Stored items
========
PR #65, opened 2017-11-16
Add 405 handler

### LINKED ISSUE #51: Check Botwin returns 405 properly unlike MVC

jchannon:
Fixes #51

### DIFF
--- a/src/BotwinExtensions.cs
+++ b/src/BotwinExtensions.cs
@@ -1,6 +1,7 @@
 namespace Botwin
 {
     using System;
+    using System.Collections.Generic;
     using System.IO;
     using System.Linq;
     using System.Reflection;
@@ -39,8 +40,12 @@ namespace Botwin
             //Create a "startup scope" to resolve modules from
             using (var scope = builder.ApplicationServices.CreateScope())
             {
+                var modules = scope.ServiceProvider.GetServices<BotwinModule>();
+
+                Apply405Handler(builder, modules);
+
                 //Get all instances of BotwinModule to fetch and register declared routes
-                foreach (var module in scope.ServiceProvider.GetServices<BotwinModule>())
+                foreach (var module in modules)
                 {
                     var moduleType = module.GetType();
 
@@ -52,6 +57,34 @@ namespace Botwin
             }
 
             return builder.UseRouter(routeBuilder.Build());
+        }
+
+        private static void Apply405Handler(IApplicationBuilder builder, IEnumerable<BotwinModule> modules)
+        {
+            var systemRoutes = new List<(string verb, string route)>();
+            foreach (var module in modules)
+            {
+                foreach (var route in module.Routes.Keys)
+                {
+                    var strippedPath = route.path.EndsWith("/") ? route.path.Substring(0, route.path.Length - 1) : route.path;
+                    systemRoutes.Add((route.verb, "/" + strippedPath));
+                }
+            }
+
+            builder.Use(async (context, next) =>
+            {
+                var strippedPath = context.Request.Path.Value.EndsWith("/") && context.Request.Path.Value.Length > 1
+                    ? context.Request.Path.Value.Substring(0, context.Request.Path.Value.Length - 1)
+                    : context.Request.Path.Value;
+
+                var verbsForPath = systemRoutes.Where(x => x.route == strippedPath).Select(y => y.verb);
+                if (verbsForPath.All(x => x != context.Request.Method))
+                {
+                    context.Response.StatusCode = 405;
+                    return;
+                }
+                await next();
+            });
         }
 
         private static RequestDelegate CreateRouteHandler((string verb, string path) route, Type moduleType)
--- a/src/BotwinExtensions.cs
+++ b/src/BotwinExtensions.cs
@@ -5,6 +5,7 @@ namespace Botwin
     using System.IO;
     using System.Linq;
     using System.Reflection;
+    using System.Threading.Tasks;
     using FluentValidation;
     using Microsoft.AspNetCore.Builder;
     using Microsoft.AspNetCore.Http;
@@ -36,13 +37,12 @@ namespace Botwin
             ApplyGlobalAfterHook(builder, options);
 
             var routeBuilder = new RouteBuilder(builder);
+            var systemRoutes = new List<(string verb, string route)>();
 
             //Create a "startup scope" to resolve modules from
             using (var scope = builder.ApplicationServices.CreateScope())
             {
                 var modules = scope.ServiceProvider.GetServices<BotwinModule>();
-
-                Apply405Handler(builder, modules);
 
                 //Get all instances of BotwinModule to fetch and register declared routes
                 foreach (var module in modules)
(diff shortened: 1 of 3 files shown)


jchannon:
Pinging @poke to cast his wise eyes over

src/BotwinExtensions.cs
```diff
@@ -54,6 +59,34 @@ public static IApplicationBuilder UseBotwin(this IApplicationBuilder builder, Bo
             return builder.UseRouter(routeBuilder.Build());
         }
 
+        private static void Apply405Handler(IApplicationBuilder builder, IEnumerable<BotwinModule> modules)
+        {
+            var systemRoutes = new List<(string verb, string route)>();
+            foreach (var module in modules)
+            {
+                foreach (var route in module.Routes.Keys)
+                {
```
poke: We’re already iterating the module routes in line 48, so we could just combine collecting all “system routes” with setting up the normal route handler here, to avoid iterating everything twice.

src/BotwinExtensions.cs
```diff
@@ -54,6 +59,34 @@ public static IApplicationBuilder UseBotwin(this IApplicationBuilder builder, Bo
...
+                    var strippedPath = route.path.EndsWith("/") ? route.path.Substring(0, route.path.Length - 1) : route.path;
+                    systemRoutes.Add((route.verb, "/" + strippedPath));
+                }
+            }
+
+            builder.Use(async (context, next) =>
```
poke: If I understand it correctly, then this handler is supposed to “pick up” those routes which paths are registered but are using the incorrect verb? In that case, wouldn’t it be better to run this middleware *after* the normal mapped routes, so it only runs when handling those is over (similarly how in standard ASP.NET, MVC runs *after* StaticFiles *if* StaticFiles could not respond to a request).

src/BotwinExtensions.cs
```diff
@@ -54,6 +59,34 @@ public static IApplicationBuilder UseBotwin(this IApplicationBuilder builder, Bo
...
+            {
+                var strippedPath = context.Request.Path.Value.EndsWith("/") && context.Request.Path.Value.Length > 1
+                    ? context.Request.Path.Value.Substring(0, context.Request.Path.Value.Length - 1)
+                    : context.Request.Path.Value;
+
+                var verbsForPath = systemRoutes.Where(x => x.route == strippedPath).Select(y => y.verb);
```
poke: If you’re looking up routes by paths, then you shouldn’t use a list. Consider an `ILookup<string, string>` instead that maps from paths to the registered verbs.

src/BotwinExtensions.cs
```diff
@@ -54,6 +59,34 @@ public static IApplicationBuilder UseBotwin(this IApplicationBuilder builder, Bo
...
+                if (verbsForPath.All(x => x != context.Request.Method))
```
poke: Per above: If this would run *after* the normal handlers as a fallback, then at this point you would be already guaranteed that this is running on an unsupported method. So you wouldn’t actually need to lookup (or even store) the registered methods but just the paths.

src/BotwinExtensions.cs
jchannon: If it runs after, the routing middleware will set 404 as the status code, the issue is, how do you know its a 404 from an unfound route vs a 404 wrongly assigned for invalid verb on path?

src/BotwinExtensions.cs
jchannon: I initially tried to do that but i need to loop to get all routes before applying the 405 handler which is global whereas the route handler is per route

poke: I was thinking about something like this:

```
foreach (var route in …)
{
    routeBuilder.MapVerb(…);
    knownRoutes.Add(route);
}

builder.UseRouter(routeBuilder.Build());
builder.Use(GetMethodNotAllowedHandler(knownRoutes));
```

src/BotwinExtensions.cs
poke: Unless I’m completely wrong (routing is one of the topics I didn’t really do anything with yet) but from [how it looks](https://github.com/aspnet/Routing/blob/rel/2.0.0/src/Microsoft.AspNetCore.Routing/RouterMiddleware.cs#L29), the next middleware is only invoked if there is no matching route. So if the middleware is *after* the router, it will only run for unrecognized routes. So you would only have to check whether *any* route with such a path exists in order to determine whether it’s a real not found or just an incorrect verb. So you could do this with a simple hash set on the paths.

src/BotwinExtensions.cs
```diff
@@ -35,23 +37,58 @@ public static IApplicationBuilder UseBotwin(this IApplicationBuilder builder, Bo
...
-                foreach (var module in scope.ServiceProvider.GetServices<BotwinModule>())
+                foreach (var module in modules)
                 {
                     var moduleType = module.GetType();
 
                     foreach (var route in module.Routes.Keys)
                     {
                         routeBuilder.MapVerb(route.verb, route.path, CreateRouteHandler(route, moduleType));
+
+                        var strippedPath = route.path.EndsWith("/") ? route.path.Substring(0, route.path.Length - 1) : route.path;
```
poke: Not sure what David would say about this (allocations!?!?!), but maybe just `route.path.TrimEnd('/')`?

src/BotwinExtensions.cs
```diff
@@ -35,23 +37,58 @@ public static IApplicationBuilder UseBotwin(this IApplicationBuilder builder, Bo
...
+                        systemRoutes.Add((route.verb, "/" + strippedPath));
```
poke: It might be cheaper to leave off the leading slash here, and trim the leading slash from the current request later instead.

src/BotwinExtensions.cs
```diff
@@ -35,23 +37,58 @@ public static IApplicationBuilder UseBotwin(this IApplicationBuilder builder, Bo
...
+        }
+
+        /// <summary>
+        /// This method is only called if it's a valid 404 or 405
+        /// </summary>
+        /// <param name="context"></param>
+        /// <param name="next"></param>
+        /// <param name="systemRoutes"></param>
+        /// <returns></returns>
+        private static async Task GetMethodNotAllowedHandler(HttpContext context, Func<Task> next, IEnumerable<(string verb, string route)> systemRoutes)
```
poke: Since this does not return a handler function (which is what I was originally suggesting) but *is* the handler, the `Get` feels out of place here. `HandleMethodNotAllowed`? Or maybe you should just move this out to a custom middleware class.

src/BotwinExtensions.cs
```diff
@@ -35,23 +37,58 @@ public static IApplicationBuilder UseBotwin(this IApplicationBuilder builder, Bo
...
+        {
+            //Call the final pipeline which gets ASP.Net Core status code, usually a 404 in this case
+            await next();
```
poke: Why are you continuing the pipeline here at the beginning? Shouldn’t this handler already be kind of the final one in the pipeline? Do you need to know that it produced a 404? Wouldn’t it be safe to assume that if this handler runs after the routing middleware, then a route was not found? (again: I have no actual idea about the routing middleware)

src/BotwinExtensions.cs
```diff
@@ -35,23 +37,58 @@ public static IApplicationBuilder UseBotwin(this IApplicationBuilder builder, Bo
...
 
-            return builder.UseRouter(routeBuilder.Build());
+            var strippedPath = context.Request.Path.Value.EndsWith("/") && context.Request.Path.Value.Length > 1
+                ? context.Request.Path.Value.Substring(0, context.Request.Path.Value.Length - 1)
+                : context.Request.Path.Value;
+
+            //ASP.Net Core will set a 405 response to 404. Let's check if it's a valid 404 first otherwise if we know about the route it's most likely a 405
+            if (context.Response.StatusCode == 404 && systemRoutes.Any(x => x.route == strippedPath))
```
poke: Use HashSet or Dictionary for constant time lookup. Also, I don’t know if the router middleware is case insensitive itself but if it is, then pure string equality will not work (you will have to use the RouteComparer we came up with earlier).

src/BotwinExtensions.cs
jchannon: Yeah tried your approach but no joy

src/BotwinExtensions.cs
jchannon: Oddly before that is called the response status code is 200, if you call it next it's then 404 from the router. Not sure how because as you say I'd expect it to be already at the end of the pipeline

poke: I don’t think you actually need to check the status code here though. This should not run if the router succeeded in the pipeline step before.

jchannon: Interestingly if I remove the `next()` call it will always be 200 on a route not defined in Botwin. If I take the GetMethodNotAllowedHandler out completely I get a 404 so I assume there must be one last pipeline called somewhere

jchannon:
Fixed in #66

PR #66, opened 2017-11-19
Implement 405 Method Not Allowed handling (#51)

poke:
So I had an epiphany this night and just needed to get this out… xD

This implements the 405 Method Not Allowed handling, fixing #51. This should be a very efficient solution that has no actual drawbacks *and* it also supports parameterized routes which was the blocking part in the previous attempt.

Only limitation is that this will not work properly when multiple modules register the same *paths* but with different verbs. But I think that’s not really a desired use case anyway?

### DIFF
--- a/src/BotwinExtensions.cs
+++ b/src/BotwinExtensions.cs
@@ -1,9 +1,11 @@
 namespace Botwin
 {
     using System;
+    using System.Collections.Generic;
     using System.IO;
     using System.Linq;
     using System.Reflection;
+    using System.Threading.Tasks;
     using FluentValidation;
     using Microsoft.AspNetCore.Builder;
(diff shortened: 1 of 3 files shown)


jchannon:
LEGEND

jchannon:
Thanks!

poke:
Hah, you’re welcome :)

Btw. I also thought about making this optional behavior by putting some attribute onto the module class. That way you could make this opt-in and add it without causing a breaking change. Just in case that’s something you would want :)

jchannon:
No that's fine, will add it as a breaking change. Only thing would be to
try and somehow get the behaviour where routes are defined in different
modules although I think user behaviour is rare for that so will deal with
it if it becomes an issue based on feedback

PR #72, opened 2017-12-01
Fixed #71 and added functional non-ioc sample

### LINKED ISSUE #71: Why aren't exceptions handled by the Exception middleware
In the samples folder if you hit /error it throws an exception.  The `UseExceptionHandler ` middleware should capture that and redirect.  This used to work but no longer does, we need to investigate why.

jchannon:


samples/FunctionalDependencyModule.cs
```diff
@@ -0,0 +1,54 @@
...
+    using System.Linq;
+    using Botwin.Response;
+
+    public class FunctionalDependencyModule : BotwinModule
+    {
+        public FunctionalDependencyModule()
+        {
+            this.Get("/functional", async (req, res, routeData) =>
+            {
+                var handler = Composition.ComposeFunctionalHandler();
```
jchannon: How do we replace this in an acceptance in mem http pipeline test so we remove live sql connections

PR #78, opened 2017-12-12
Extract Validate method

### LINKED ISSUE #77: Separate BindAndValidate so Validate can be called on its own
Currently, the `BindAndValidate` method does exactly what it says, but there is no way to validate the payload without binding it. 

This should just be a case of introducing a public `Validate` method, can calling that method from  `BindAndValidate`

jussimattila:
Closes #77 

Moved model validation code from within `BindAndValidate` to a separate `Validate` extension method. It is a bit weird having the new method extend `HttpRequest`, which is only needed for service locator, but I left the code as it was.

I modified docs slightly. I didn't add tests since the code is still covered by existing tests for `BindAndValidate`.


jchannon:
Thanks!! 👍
========
Lines with "private" in the records above: copy every one of them.

- RESPONSE TO THIS TASK:
+        private static void Apply405Handler(IApplicationBuilder builder, IEnumerable<BotwinModule> modules)
         private static RequestDelegate CreateRouteHandler((string verb, string path) route, Type moduleType)
+        private static void Apply405Handler(IApplicationBuilder builder, IEnumerable<BotwinModule> modules)
+        private static async Task GetMethodNotAllowedHandler(HttpContext context, Func<Task> next, IEnumerable<(string verb, string route)> systemRoutes)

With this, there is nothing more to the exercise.